# PC doesn't want to shut down



## DuxCro (Sep 6, 2019)

I don't understand why this forum doesn't have sections devoted to hardware and software problems. 
Anyways, my freakin new PC doesn't want to shut down. I built a new PC with MSI X570 Gaming MBO, Ryzen 5 3600, ADATA M.2 512 SSD, RTX 2060 SUper and 1TB hdd. Clean copy of Win 10 pro installed on SSD. There is nothing on HDD. It was working just fine untill Microshit pushed update of Windows to version 1903. Now when i try to turn off my PC, it shows "shutting down", Monitors turn off, and i can hear HDD turning off. then the PC just keeps working, Fans spin, LED's are on. And i must turn it off by holding down the power switch. So is there any way to roll back and prevent this crappy 1903 update. I read that there is a ton of problems with it. Honestly, win 10 is shaping up to be the most broken windows in history.


----------



## sam_86314 (Sep 6, 2019)

I had a similar problem with my 2600X rig. Rather than the monitors shutting off, it would just get stuck on the "Shutting down" screen forever. To fix the issue, I would sign out of Windows before shutting down. I haven't had the problem recently, so maybe there's an update that fixed it?


----------



## rtwjunkie (Sep 6, 2019)

DuxCro said:


> I don't understand why this forum doesn't have sections devoted to hardware and software problems.
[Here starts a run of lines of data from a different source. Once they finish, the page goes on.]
PR #1014, opened 2020-03-29
Feature/ndc country document dropdown

Bluesmile82:
This PR adds a dropdown that selects a document from the country NDC page

- The Full document link is now always a button that is linked to the document selection
- Both summary and accordion data is updated with the document selection
- When we start without a document the last document available is filled into the URL param. This is necessary for the filtering and the link
- The dropdown is only showing the English documents as we only have the information in English for this page. Once on the full page, you can select different languages. 

Try: Go to an NDC country page and change the document, country, tab, go to the full document, ...

image

### DIFF
--- a/app/javascript/app/components/anchor-nav/anchor-nav-component.jsx
+++ b/app/javascript/app/components/anchor-nav/anchor-nav-component.jsx
@@ -22,56 +22,57 @@ const AnchorNav = props => {
     <div>
       <div className={cx(styles.anchorContainer)}>
         <nav className={cx(className, theme.anchorNav)}>
-          {links.map((link, index) => {
-            const linkProps = {
-              key: link.label,
-              className: theme.link,
-              activeClassName: theme.linkActive,
-              to: {
-                search: link.search || query,
-                pathname: link.path,
-                hash: link.hash
-              }
-            };
-            if (link.activeQuery) {
-              linkProps.isActive = (match, location) => {
-                const activeSearchQuery = qs.parse(location.search)[
-                  link.activeQuery.key
-                ];
-                const linkSearchQuery = link.activeQuery.value;
-                return (
-                  activeSearchQuery === linkSearchQuery ||
-                  (index === 0 && !activeSearchQuery)
-                );
+          {links &&
+            links.map((link, index) => {
+              const linkProps = {
+                key: link.label,
+                className: theme.link,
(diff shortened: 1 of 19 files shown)


app/javascript/app/components/anchor-nav/anchor-nav-component.jsx
```diff
@@ -22,56 +22,57 @@ const AnchorNav = props => {
...
-                  el.scrollIntoView(true);
-                  if (offset) window.scrollBy(0, offset[index]);
-                }}
-                replace
-              >
-                {link.label}
-              </NavHashLink>
-            );
-          })}
+            })}
```
kfilip94: Hey @Bluesmile82, could you move all this logic to the container component? Too much stuff is going on here and it's harder to read I think.

Bluesmile82: I just added the links clause because it was breaking on some edge cases. Let's add a task to clean this if needed

app/javascript/app/components/country/country-ndc-overview/country-ndc-overview-selectors.js
```diff
@@ -1,25 +1,65 @@
...
-export const getLastDocument = createSelector(
-  [getDocuments, getIso],
+const getIso = (state, { iso }) => iso || null;
+const getDataDocuments = state =>
+  (state && state.ndcsDocumentsMeta.data) || null;
+const getOverviewData = state =>
+  state.ndcContentOverview.data && state.ndcContentOverview.data.locations;
+const getCountryOverviewData = createSelector(
+  [getOverviewData, getIso],
+  (data, iso) => (data && data[iso] && data[iso]) || null
```
kfilip94: Do we need the second `data[iso]` here?

kfilip94:
Is the `FIRST` option descriptive enough? Shouldn't we set `FIRST NDC` or something?
image

app/javascript/app/components/anchor-nav/anchor-nav-component.jsx
kfilip94: I'll add the task then, otherwise we will postpone it on never :)

Bluesmile82:
Let's merge this. I think the 'First' problem is about a wrong data. It should be 'first-ndc' translated to 'FIRST NDC'

PR #1017, opened 2020-04-02
Feature/start ghg zoom

Bluesmile82:
This PR adds the data zoom selector to the GHG emissions chart
Missing: We have to position the selector between the chart and the legend. That will need some work on the climate-watch-components.

The change only occurs after the handle is released. The rendering of the chart was not fluid enough.

image


kfilip94:
- I think the line on the timeline chart looks slightly different on the design (thicker line, light grey), here it's thinner and blue.
**DESIGN:**
image
**IMPLEMENTATION**
image
- I think we should add the tooltip to the handlers while changing the date, we can't see what dates we're choosing

app/javascript/app/components/ghg-emissions/data-zoom/data-zoom-component.js
```diff
@@ -0,0 +1,122 @@
...
+
+  const handleStop = () => {
+    onYearChange(getYear('min'), getYear('max'));
+  };
+
+  const handleDrag = (ui, handleType) =>
+    setPosition({
+      ...position,
+      [handleType]: position[handleType] + ui.deltaX
+    });
```
kfilip94, line 56: Could you move all these functions and hooks to the container component? And leave only render methods here? Also please change the extension of this component file from `.jsx` to `.js`

Bluesmile82:
I will change the line. About the tooltip, what do you think @faustoperez ? I'm not sure if its needed

kfilip94:
Everything else looks great, good job @Bluesmile82, this new slider works very smoothly! :1st_place_medal:
About the slider tooltip, I think we need to give feedback to the user about the date that the slider is currently pointing. Without it, the user can only guess where is the desired date on the timeline. It doesn't have to be a tooltip, let's wait for Fausto's comment here :)

Bluesmile82:
Ready again I included it in the right position, fixed the styles and moved the logic code to the container

image

kfilip94:
Hey @Bluesmile82, thank you for your changes!
One last thing that I'd like to ask you: since you've made some changes in `ghg-emissions-component.jsx`, could you move all hooks, handle methods and maybe data objects to the container component `ghg-emissions.js`? We have handle functions there so it's a bit noisy to have them in both files.

Bluesmile82:
Hey! I moved some logic to the container. I prefer to leave the data objects on the component as they will be easier to find. Take a look!

PR #1019, opened 2020-04-03
Feature/update overview slugs

Bluesmile82:
This PR updates the overview page slugs so the last two indicators can be loaded
To get the data you should `rails indc:import` with the staging CW_API


Bluesmile82:
I had some. Did you reimported and pointed to staging?

PR #1020, opened 2020-04-07
Feature/split table

Bluesmile82:
This PR adds the splittedColumns prop to the local Table component that creates two different tables synced by a ScrollSync component (from React virtualized). Also, it applies it to the GHG emissions page table and styles it according to designs.

table


kfilip94:
I can't scroll the table fully to the right side, it clips a few columns there:
[demo link](http://localhost:3000/ghg-emissions?regions=AILAC%2CBRICS%2CEAP%2CECA%2CBRA%2CCHN%2CIND%2CRUS%2CZAF%2CTOP&source=17)
image

kfilip94:
- Show data by -> `Regions-Per GDP` - the unit doesn't fit the row, not sure if this is an old issue or related with these table changes:
image

- Sometimes the columns are too narrow for greater values:
[demo link](http://localhost:3000/ghg-emissions?breakBy=gas&chartType=line&gases=59%2C60%2C61%2C63%2C62&regions=TOP&source=17)
image

- It doesn't look good on the mobiles, but I assume we can live with that for now?:
image

Bluesmile82:
Ok, this needed a couple of fixes. Thanks for the comments. I couldn't reproduce this one 'Sometimes the columns are too narrow for greater values:' Could you check it and if it fails give me the exact parameters? The ids are not the same in different environments (This is a bug we have to fix)

kfilip94:
Hey, try these filters:
image

Bluesmile82:
I updated this PR adding:

- Fix for the border style
- Fix minimum width for every column so the numbers don't get cut
- Added links for the countries and EUU leading to the country page

Ready again!

app/javascript/app/components/ghg-emissions/ghg-emissions-selectors/ghg-emissions-selectors-data.js
```diff
@@ -503,8 +508,31 @@ export const getTableData = createSelector(
...
       )
     }));
+    return tableData;
+  }
+);
 
-    return pivot;
+export const getTitleLinks = createSelector(
+  [getTableData, getModelSelected, getRegions, getCountries],
+  (data, model, regions, countries) => {
```
kfilip94, line 517: Both selectors `getRegions` and `getCountries` can return `null`, could you add guards for `regions` and `countries` here?

PR #1022, opened 2020-04-13
Fix/lts countries count

Bluesmile82:
- The count of countries represented in LTS explore map should be - 1 as we were receiving the EUU as a country. Now its updated.

- Removed LTS tracker code and menu item and redirected this URL to LTS explore
https://basecamp.com/1756858/projects/13795275/todos/415101842

image


kfilip94:
Two errors when I try to run the app from this branch:
image

PR #1026, opened 2020-04-20
Overview feedback

Bluesmile82:
https://www.pivotaltracker.com/story/show/172358900

- Info is not working when clicked
- Embed URL has an empty space below the chart that should be reduced (same for all embed links)


weberjavi:
@Bluesmile82 I would need some more context on how to test this PR. Is this the url I should join to test it:
http://localhost:3000/ndc-overview

PR #1030, opened 2020-04-21
Change Ids to slugs in GHG emissions

Bluesmile82:
Source, gas, and sector had ids on the URL instead of slugs. Now name is used for sources and kebabcased label for gases and sectors.

image
This translates now to:
http://localhost:3000/ghg-emissions?breakBy=sector&chartType=line&gases=all-ghg&regions=TOP&sectors=agriculture&source=CAIT

Try changing the filters. Using the defaults and reloading the page. It should all work

Also, in Country pages:
image
Should have this URL:
http://localhost:3000/countries/USA?source=UNFCCC_AI


simaob:
Hi @Bluesmile82 we should also review the defaults to make sure they are working? When I go to the page no chart is visible, maybe because the defaults are not being found?

Bluesmile82:
Good catch! Now is fixed. I also fixed the GHG emissions chart on the country pages to use the slugs instead of ids. We will have to notify them also about this

PR #1032, opened 2020-04-22
Adds option for aggregated results

Bluesmile82:
This small PR adds an option to the show by dropdown: Regions - Total aggregated
This option works the same as the Regions total option but only displays aggregated regions without expanding them like on the other Regions option.

image


kfilip94:
checking

Bluesmile82:
Yes, that is the expected behavior

kfilip94:
Ok, thanks 👌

https://www.techpowerup.com/forums/forums/general-hardware.14/

https://www.techpowerup.com/forums/forums/general-software.15/


----------



## DuxCro (Sep 6, 2019)

rtwjunkie said:


> https://www.techpowerup.com/forums/forums/general-hardware.14/
> 
> https://www.techpowerup.com/forums/forums/general-software.15/


Nope. Your solution did not fix my problem.


----------



## Toothless (Sep 6, 2019)

DuxCro said:


> Nope. Your solution did not fix my problem.


They were pointing out that we have sections dedicated to hardware and software, and were not giving a solution.

Now to your issue, make sure all your BIOS settings are correct on the off chance something there could be messing with the shutdown.


----------



## DuxCro (Sep 6, 2019)

Never heard of a BIOS setting that wouldn't let you turn off your PC.


----------



## repsol23 (Sep 6, 2019)

DuxCro said:


> Never heard of a BIOS setting that wouldn't let you turn off your PC.


Unplug it from the wall then it turns off and fans will stop spinning.  Win Win.


----------



## eidairaman1 (Sep 6, 2019)

W7, nuff said. Pull your motherboard out of the case and verify what standoffs match the holes on your motherboard first and foremost

Btw i responded to your graphics card problem thread but you never responded


----------



## John Naylor (Sep 6, 2019)

DuxCro said:


> Never heard of a BIOS setting that wouldn't let you turn off your PC.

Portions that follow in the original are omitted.